Thank you for that response Kevin. I need to add it to my list of air bypass screw purposes. Notably, one post I read said that when balancing the throttle bodies you should close both air bypass screws and then perform balance adjustments using the threaded rod that connects the two throttle bodies.

Jason
 
What bike do you have? You mentioned procedures for 3 or 4 different models. If you have a single TB V7 there is no such thing to do.
 
As V700 Steve says, this is only for engines with 2 throttle bodies, also do not adjust the threaded rod between the throttle bodies as you will have a hell of a job to get them synchronised
 
What bike do you have? You mentioned procedures for 3 or 4 different models. If you have a single TB V7 there is no such thing to do.
I have a V7 with two throttle bodies. But I would think that the purpose of the air bypass screws should be the same, unless there is no air bypass screw on a single throttle body.

Both of my bypass screws are backed out one (1) full turn from seated. But as I bought my bike used, I don't know if this is correct or not.

Based on Steve's post, one (1) turn out from seated may be OK so long as the two throttle bodies are balanced.

Jason
 
Last edited:
One should be shut and adjust one for balance otherwise you end up chasing your tail. Do you have a tool to check the balance, you cant do it "by ear"

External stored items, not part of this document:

PR #5574, opened 2022-10-31
Inform user that old virtualenv still exists

gherceg:
Manish raised concern around the old virtualenv taking up unnecessary space which is totally fair. The only reason for not deleting the old directory was to facilitate reverting in urgent situations, but realistically the old virtualenv can be recreated easily, only adding a few additional minutes of setup.

I'm still in favor of keeping the name cchq-3.10 for the 3.10 venvs on 18.04 as a way to distinguish the unique setup that exists, and reserving `cchq` for default system python versions.

### DIFF
--- a/control/init.sh
+++ b/control/init.sh
@@ -31,7 +31,7 @@ if [ -z ${CI_TEST} ]; then
     if [[ ! -f $VENV/bin/activate ]]; then
         if [[ $BIONIC_USE_SYSTEM_PYTHON == false ]] && hash python3.10 2>/dev/null; then
             echo "Creating a python3.10 virtual environment named ${CCHQ_VIRTUALENV}"
-            if [ $OLD_VENV ]; then
+            if [ -n "$OLD_VENV" ]; then
                 echo "Your old virtual environment will remain at ${OLD_VENV}"
                 echo "If you wish to delete it, run 'rm -rf ${OLD_VENV}'"
             fi
--- a/control/init.sh
+++ b/control/init.sh
@@ -3,6 +3,7 @@ CCHQ_VIRTUALENV=${CCHQ_VIRTUALENV:-cchq}
 VENV=~/.virtualenvs/$CCHQ_VIRTUALENV
 NO_INPUT=0
 BIONIC_USE_SYSTEM_PYTHON=${BIONIC_USE_SYSTEM_PYTHON:-false}
+OLD_VENV=''
 
 if [[ $_ == $0 ]]
 then
@@ -22,7 +23,8 @@ if [ -z ${CI_TEST} ]; then
     if [[ $BIONIC_USE_SYSTEM_PYTHON == false ]] && hash python3.10 2>/dev/null && [[ $( source /etc/os-release; echo $VERSION_ID ) == 18.04 ]]; then
         # only append 3.10 if it is not already in the name
         if [[ $CCHQ_VIRTUALENV != *"3.10"* ]]; then
-          CCHQ_VIRTUALENV=$CCHQ_VIRTUALENV-3.10
+            OLD_VENV=$VENV
+            CCHQ_VIRTUALENV=$CCHQ_VIRTUALENV-3.10
         fi
         VENV=~/.virtualenvs/$CCHQ_VIRTUALENV
     fi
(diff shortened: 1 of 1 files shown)


mkangia:
Thanks @gherceg 

Don't have the expertise to review this but can confirm that staging control machine is close to full and I believe anyone who tries to set up new virtualenv would face a challenge with disk space going full and removing stale env seems like the right thing to do as well.

No preference on what it should be called.

skodde:
I'd prefer to avoid this kind of automatic operation. We can perform some manual maintenance if needed but we should leave it up to the user to decide.
Maybe we can add a notice or suggestion when setting up the new virtualenv instead.

gherceg:
Yeah I imagine from a disc space perspective, this disproportionally impacts us since we have so many users on a control machine. I agree that forcing the venv deletion upon users doesn't seem like the best approach, and a notice about the old virtualenv is better. I'll make those changes shortly.

control/init.sh
```diff
@@ -22,14 +23,19 @@ if [ -z ${CI_TEST} ]; then
...
         VENV=~/.virtualenvs/$CCHQ_VIRTUALENV
     fi
     # check if a virtualenv at $VENV exists yet, and create if not
     if [[ ! -f $VENV/bin/activate ]]; then
         if [[ $BIONIC_USE_SYSTEM_PYTHON == false ]] && hash python3.10 2>/dev/null; then
             echo "Creating a python3.10 virtual environment named ${CCHQ_VIRTUALENV}"
+            if [[ $OLD_VENV != '' ]]; then
+                echo "Your old virtual environment will remain at ${OLD_VENV}"
+                echo "If you wish to delete it, run 'rm -rf ${OLD_VENV}'"
+            fi
```
skodde, line 38:
```suggestion
            if [ -n "$CCHQ_VENV_OLD" ]; then
                echo "Your old virtual environment will remain at ${CCHQ_VENV_OLD}"
                echo "If you wish to delete it, run 'rm -rf ${CCHQ_VENV_OLD}'"
            fi
```

control/init.sh
```diff
@@ -22,14 +23,19 @@ if [ -z ${CI_TEST} ]; then
     if [[ $BIONIC_USE_SYSTEM_PYTHON == false ]] && hash python3.10 2>/dev/null && [[ $( source /etc/os-release; echo $VERSION_ID ) == 18.04 ]]; then
         # only append 3.10 if it is not already in the name
         if [[ $CCHQ_VIRTUALENV != *"3.10"* ]]; then
-          CCHQ_VIRTUALENV=$CCHQ_VIRTUALENV-3.10
+            OLD_VENV=$VENV
```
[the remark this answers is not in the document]
gherceg: I'm not too strongly attached to any naming convention here, but seeing as we set the path of the current virtualenv to `VENV`, I don't see why `OLD_VENV` isn't good enough. (An explanation along with the suggestion would be helpful)

control/init.sh
gherceg: Ah thanks. It looks like `[ $OLD_VENV ]` is sufficient and more similar to python so I'm going to go with that.

control/init.sh
```diff
@@ -3,6 +3,7 @@ CCHQ_VIRTUALENV=${CCHQ_VIRTUALENV:-cchq}
 VENV=~/.virtualenvs/$CCHQ_VIRTUALENV
 NO_INPUT=0
 BIONIC_USE_SYSTEM_PYTHON=${BIONIC_USE_SYSTEM_PYTHON:-false}
+OLD_VENV=''
```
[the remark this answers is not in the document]
gherceg: See e564f4dcd3d1ed50d8af11e0a715e609170735e9

control/init.sh
gherceg: See e564f4dcd3d1ed50d8af11e0a715e609170735e9

skodde: Note that quoting the variable is recommended because otherwise we're making assumption about its content, and also that `test` and `test -n` are not exactly the same thing, and `test -n` would be more clear and explicit in this case.

control/init.sh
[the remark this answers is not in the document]
skodde: I don't have a strong opinion here either. Since I had other suggestions it made sense to me to change the variable to something that would be more specific to us, avoiding possible conflicts in the user env.

control/init.sh
gherceg: What about [these docs](https://tldp.org/LDP/Bash-Beginners-Guide/html/sect_07_01.html)?

> [ -n STRING ] or [ STRING ] | True if the length of "STRING" is non-zero.

Assuming I will wrap it in quotes, it guarantees the content will be a string so the `[ "$CCHQ_VENV_OLD" ]` check would be clear right?

gherceg: Offlined with Marco and added the `-n` option even though `[ STRING ]` and `[ -n STRING ]` do behave the same.

control/init.sh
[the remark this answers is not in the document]
gherceg: Cool. I updated the var in 895c590c8591c01c0b1c5595059894944ce5d1c9 to `CCHQ_VENV_PATH_OLD`.

skodde (approved):

PR #5587, opened 2022-11-03
Updates for rolling out ES phonetic plugin

snopoke:
This is now a requirement for CommCare (assuming you are using the case search index) hence the default has been changed to True.

This PR also adds a changelog entry for installing the  ES plugin and reindexing the index.

##### ENVIRONMENTS AFFECTED
3rd party envs


sravfeyn:
Is `es_plugins_phonetic_enabled: True` needed only for envs that need case-search index. If so, should the same be added in the 'Enable Case Search' related documentation as well?

snopoke:
> Is es_plugins_phonetic_enabled: True needed only for envs that need case-search index. If so, should the same be added in the 'Enable Case Search' related documentation as well?

Yes, it's only needed for the case-search index but I don't think it's possible to deploy commcare without creating that index (and without the plugin the preindex command will fail when trying to create the index).

snopoke:
> the 'Enable Case Search' related documentation

Where are these docs? I don't see them anywhere.

sravfeyn:
> but I don't think it's possible to deploy commcare without creating that index

Cool, in that case it doesn't matter whether an env is using case-search or not.

> the 'Enable Case Search' related documentation

I meant this https://confluence.dimagi.com/display/USH/Case+Search+Configuration#CaseSearchConfiguration-Overview

sravfeyn (approved):

shyamkumarlchauhan:
@snopoke there was a changelog which was pending for approval which has got the same entry as off yours , so either I need to merge ffirst so that you can raise a new changelog record. or you need to merge first so that I can raise a new changelog record. https://github.com/dimagi/commcare-cloud/pull/5578

PR #5598, opened 2022-11-08
Replace PrivilegedCommand with ansible

millerdev:
Also fix a few bugs in the `copy-files` command.

:blowfish: Review by commit.

##### ENVIRONMENTS AFFECTED
None.

### DIFF
--- a/src/commcare_cloud/commands/migrations/copy_files.py
+++ b/src/commcare_cloud/commands/migrations/copy_files.py
@@ -26,10 +26,12 @@ FILE_MIGRATION_RSYNC_SCRIPT = 'file_migration_rsync.sh'
 TEMPLATE_DIR = os.path.join(os.path.dirname(os.path.abspath(__file__)), 'templates')
 REMOTE_MIGRATION_ROOT = 'file_migration'
 
+
 @attr.s
 class Plan(object):
     source_env = attr.ib()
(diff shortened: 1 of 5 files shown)


src/commcare_cloud/commands/migrations/copy_files.py
```diff
@@ -218,12 +220,10 @@ def prepare_file_copy_scripts(target_host, source_file_configs, script_root):
 
 def copy_scripts_to_target_host(target_host, script_root, environment, ansible_context):
     local_files_path = os.path.join(script_root, target_host)
-
     destination_path = os.path.join('/tmp', REMOTE_MIGRATION_ROOT)
```
gherceg, line 223: I don't love that `destination_path` is defined both here and within `remove_scripts` as it seems prone to error. Maybe adding it as an optional parameter to `remove_scripts` could work?

gherceg (commented):
Holding off on approval until one comment is resolved.

src/commcare_cloud/commands/migrations/copy_files.py
millerdev: 27d6a00732dd3d9013db72eb2fa3721651959b16

gherceg: Even better!

PR #146, opened 2019-11-08
Fixed reboot call procedure

schaefi:
the systemd magic that detects whether to do kexec or not, is only
applied if we invoke reboot. systemd internally maps reboot to one or
the other of 'systemctl reboot' or 'systemctl kexec'. Therefore the
current implementation which just call 'systemctl reboot' does not
transparently detect for kexec. As we don't want to rely on the
magic behind the reboot call we explicitly call systemctl with
reboot or kecec depending on the configured soft_reboot
configuration option. This is then also in line with the code
that runs 'kexec load' which also depends on the configured
soft_reboot value.

### DIFF
--- a/suse_migration_services/units/reboot.py
+++ b/suse_migration_services/units/reboot.py
@@ -66,15 +66,14 @@ def main():
                         )
                     )
                 )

Thanks Steve, I'm beginning to get it now.

Yes, I have a gauge setup for balancing the carbs on a KZ-1000, which will work on the V7 Cafe Classic. So essentially the purpose of the bypass screws are for balancing two throttle bodies and are obviously not required for a single TB.

Jason
 
Ok, I understand now; they are simply used for balancing the TBs.

Twin TBs are new to me, so pardon my ignorance.

Jason

You were too fast on the draw there! I was still editing. Go back and read the rest please.

If you understand what “balancing the throttle bodies” really means then you understand perfectly why only 1 air bleed is ever open and the other closed, and that anything that says 1 turn or 3/4 turn etc is dead wrong.
 
You were too fast on the draw there! I was still editing. Go back and read the rest please.

If you understand what “balancing the throttle bodies” really means then you understand perfectly why only 1 air bleed is ever open and the other closed, and that anything that says 1 turn or 3/4 turn etc is dead wrong.

Scott, thanks again; I think I fully understand now.

When balancing, or matching downstream vacuum, you start with both screws seated and adjust as necessary the air bypass screw on the TB that, I assume, has the higher vacuum. I'm thinking that opening the air bypass will lower the vacuum on that particular TB. I'm going to check my TB balance today.

Jason
 
EXACTLY.

This is why one is ALWAYS CLOSED. You start the process with both closed and then open ONLY the side with the greater manifold vacuum at IDLE and only to the point where both levels on your synchronization tool read the same value for both the higher and lower side, and NOT 1/2, 3/4, 275 turns etc. :rofl:

Well done
 
Jason. What year and model motorcycle fo you have?

I suspect that you have a V7 Sport from 1971-1974 and just may be posting in the wrong forum.
 
On the V7 Classic 2 TB it's easy to follow the manual, it is easily understandable & both air screws are open about 1 turn-3/4 to get your 1100 rpm back after having them closed to balance at higher speed. Only read manual for your model w/15RC ECU which is like a Cali EV. All models w/5AM are closed all the time but one side may be open to sync at idle. Different procedures for different ECU's.
 
On the V7 Classic 2 TB it's easy to follow the manual, it is easily understandable & both air screws are open about 1 turn-3/4 to get your 1100 rpm back after having them closed to balance at higher speed. Only read manual for your model w/15RC ECU which is like a Cali EV. All models w/5AM are closed all the time but one side may be open to sync at idle. Different procedures for different ECU's.

I have a 2010 V7 Cafe Classic; does it have a 15RC ECU?

Jason
 
Those screws change your mixture, when closed it will turn your spark plugs black. The 5AM ecu doesn't do that and is made for closed screws.